:: Aim of the task ::
Among the records below, which lines contain the string "ModelWithContent"? Report them.

◆ ◆ ◆ ◆ ◆

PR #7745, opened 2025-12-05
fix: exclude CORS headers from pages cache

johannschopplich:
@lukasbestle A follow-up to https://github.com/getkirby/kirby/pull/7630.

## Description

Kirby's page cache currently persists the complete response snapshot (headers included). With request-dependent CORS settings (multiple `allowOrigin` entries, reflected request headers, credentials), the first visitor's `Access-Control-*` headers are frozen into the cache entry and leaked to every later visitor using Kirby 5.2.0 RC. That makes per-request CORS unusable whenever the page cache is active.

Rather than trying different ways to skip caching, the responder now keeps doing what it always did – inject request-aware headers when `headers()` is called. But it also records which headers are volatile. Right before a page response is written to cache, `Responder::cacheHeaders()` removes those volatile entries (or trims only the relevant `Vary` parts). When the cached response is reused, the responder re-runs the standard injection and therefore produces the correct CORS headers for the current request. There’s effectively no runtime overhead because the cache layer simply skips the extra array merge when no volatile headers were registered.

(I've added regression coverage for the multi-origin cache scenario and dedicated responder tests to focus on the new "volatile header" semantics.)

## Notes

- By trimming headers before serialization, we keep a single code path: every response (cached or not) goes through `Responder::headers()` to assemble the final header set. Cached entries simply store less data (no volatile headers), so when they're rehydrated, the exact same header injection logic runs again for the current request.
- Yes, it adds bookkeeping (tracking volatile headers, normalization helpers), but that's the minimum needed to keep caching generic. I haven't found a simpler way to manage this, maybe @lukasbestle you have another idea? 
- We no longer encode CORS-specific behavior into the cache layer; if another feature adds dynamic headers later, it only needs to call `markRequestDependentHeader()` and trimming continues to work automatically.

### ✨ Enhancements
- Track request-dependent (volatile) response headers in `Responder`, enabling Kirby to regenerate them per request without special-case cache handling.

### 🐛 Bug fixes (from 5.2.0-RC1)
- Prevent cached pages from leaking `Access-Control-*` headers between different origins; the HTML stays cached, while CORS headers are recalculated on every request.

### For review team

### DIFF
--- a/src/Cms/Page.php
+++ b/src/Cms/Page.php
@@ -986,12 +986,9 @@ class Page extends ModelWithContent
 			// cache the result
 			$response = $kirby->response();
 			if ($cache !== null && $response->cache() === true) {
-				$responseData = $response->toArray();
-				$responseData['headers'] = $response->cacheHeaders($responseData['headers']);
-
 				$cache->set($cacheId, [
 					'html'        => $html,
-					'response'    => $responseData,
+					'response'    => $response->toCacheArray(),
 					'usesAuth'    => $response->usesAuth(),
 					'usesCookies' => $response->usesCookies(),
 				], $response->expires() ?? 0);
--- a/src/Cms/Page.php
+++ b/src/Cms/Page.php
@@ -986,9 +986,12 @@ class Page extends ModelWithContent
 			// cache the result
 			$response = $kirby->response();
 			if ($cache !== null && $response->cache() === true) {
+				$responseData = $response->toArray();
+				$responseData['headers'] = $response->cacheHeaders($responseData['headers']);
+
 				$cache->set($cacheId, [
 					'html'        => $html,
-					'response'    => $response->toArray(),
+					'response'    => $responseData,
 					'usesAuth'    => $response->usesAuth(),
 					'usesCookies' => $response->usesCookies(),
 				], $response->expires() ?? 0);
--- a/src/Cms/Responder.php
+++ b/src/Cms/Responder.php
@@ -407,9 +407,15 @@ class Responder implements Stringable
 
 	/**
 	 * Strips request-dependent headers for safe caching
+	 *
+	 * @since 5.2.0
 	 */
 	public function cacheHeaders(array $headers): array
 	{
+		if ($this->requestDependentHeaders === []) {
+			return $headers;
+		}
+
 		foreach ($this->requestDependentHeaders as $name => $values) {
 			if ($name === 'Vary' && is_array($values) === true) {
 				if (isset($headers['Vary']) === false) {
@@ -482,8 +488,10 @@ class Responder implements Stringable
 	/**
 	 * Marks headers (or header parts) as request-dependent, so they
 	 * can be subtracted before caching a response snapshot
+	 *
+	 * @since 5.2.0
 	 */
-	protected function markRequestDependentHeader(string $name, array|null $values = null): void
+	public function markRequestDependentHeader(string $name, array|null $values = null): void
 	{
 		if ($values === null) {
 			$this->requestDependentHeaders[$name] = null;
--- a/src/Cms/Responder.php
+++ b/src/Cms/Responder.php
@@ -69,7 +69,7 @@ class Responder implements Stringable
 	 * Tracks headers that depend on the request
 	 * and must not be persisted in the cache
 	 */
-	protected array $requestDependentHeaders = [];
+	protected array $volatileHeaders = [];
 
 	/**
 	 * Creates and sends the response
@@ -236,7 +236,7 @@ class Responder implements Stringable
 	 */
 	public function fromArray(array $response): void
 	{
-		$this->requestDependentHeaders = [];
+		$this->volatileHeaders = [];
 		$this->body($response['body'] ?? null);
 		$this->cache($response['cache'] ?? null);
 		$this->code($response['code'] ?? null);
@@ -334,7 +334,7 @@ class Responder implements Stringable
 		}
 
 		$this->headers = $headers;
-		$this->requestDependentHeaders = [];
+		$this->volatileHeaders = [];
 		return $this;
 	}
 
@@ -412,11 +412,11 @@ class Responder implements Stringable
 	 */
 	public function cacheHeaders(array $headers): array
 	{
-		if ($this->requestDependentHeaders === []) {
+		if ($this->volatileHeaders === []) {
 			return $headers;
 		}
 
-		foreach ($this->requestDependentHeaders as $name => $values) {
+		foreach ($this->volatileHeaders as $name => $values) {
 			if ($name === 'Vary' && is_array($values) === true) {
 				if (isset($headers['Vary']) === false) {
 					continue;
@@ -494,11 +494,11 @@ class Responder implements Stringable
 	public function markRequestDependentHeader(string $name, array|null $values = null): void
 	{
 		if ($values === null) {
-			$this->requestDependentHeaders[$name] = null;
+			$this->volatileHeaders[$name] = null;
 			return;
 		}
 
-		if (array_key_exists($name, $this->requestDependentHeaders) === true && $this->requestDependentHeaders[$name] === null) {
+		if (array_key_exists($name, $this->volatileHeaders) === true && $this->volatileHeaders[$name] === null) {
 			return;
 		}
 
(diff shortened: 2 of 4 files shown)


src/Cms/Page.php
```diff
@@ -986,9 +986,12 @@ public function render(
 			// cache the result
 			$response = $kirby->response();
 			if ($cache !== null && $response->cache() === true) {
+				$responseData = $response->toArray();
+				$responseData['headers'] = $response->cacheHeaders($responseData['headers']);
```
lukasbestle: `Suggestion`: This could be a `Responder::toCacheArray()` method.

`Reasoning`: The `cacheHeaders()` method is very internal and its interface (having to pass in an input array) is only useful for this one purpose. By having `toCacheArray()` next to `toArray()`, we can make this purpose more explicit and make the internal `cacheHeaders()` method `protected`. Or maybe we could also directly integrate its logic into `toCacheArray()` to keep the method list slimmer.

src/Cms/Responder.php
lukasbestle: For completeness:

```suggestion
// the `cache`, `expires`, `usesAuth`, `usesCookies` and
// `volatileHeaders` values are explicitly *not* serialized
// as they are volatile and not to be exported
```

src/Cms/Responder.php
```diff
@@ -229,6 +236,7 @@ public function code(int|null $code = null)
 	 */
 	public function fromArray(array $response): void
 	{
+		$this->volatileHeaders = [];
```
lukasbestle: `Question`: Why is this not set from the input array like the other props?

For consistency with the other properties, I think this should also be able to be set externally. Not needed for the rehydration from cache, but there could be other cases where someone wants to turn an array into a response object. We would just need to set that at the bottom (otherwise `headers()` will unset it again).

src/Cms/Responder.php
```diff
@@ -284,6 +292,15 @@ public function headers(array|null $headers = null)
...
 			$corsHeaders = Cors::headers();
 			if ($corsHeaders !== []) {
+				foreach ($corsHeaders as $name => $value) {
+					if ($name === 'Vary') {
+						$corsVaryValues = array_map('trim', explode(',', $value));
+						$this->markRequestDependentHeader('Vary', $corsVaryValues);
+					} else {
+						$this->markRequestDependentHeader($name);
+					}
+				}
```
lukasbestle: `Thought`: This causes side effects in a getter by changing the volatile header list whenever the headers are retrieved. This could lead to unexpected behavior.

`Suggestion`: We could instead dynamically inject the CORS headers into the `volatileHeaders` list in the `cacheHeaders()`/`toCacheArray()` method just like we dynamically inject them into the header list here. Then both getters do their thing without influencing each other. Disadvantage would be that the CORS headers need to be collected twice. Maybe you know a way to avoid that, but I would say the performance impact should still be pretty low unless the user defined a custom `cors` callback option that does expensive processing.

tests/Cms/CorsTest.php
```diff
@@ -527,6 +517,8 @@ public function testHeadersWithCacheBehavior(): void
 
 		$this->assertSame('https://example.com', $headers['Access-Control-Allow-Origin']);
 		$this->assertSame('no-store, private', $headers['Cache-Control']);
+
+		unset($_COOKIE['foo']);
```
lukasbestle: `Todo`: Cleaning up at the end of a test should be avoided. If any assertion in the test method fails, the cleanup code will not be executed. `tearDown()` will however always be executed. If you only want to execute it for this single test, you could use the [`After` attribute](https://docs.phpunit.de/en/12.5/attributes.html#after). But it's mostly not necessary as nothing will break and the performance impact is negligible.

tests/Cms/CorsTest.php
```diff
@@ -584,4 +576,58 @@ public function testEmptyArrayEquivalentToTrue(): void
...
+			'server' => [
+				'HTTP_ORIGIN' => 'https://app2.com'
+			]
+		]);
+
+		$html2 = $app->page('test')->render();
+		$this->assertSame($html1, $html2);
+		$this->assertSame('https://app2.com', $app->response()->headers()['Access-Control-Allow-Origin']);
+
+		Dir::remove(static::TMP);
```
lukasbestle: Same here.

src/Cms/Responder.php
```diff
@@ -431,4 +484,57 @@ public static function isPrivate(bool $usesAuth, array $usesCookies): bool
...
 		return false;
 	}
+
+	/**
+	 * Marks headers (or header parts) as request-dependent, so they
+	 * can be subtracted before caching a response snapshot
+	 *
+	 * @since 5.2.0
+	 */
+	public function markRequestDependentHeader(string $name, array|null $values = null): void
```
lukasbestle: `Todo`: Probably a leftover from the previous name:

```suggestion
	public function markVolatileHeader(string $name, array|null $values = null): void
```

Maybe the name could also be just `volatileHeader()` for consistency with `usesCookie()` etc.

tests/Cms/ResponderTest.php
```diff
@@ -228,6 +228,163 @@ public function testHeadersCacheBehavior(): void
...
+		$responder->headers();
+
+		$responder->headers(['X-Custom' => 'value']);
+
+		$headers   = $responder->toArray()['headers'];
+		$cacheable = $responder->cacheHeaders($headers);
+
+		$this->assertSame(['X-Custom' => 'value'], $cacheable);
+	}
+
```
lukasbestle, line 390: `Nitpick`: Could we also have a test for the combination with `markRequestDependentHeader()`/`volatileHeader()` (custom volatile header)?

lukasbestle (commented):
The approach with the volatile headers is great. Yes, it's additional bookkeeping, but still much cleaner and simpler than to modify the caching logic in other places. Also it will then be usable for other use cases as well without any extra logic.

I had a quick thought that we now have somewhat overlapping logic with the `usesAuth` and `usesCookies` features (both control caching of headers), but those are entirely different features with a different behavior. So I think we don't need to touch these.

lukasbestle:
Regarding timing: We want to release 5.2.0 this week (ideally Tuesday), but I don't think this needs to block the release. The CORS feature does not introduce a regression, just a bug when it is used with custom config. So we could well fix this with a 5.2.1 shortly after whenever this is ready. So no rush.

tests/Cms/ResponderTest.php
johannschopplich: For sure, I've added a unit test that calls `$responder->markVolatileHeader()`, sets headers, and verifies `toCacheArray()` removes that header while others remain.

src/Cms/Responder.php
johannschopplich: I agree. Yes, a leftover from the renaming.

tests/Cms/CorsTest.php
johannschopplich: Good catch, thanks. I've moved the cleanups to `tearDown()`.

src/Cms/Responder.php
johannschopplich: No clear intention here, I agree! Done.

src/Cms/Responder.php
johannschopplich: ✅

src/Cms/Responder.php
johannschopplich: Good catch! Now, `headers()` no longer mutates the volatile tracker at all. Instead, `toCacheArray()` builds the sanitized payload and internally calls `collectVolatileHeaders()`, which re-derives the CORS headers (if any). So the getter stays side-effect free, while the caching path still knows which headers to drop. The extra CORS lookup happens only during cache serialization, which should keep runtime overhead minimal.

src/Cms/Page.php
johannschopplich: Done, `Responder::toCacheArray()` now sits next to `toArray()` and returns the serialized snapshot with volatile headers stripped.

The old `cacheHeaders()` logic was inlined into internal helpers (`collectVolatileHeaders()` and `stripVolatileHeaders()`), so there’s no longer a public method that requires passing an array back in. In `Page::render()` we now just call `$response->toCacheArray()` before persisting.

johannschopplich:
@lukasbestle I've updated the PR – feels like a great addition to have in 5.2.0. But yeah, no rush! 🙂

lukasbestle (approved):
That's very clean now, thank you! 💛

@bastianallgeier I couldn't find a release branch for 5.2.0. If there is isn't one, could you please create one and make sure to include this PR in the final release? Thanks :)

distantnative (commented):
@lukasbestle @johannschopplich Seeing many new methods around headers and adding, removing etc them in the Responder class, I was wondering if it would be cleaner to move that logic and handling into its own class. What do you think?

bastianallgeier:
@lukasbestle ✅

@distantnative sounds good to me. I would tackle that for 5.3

◆ ◆ ◆ ◆ ◆

:: Output of the exercise ::
@@ -986,12 +986,9 @@ class Page extends ModelWithContent
@@ -986,9 +986,12 @@ class Page extends ModelWithContent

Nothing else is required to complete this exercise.